Assignment: Filter the records below down to lines containing "parameter".
*** Opening Available data ***
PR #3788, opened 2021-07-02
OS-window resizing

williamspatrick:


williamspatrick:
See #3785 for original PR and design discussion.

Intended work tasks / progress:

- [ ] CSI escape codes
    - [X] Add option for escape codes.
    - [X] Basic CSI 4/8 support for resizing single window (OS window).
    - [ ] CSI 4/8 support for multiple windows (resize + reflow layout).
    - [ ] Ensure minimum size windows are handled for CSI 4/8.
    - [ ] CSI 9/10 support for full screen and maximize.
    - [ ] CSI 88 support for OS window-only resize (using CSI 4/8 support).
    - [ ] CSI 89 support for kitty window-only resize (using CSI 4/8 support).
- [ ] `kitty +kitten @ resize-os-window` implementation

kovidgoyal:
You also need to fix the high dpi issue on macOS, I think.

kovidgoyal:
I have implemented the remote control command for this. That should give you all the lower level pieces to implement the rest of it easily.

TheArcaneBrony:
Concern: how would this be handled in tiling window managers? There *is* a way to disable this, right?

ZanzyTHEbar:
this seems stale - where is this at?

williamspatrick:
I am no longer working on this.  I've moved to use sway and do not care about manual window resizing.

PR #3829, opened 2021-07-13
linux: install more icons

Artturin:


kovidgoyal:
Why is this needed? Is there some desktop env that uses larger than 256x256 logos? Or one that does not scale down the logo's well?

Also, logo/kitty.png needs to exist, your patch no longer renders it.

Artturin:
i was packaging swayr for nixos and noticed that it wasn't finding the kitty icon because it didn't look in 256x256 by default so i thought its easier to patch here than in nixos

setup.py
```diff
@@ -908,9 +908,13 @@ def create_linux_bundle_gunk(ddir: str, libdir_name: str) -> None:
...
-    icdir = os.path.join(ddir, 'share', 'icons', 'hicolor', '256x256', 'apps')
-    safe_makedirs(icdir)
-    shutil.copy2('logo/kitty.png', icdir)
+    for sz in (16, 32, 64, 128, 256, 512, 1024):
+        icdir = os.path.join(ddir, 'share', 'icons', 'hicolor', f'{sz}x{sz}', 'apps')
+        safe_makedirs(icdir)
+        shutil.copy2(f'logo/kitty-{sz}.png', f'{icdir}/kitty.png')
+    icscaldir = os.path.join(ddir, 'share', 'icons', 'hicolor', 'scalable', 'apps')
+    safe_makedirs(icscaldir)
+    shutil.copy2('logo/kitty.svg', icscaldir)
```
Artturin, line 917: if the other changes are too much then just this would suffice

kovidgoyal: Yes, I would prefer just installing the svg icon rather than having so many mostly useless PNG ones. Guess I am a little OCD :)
*** Closing Available data ***
*** Opening Available data ***
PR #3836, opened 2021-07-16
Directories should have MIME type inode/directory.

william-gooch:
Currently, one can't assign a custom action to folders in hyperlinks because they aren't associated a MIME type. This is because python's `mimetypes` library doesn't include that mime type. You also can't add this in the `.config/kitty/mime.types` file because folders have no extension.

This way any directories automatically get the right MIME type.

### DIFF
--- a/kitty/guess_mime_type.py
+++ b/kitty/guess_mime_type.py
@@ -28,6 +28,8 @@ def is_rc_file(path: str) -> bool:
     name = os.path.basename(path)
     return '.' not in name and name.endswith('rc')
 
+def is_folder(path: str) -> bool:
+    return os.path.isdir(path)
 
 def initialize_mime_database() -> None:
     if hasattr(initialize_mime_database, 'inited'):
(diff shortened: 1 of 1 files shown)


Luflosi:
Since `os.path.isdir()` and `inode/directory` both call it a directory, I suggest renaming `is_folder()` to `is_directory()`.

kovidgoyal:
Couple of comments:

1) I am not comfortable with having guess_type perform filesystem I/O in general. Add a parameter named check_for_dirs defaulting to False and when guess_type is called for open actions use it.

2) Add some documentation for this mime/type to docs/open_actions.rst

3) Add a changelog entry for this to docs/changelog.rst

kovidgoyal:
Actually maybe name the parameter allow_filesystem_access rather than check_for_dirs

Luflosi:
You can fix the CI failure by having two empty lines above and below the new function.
*** Closing Available data ***
*** Opening Available data ***
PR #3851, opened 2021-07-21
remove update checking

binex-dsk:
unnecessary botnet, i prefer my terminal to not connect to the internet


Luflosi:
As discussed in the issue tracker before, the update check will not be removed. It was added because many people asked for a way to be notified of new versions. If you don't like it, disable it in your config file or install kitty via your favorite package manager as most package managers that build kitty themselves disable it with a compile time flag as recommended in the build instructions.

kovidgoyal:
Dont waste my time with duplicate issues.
*** Closing Available data ***
Response area:
1) I am not comfortable with having guess_type perform filesystem I/O in general. Add a parameter named check_for_dirs defaulting to False and when guess_type is called for open actions use it.
Actually maybe name the parameter allow_filesystem_access rather than check_for_dirs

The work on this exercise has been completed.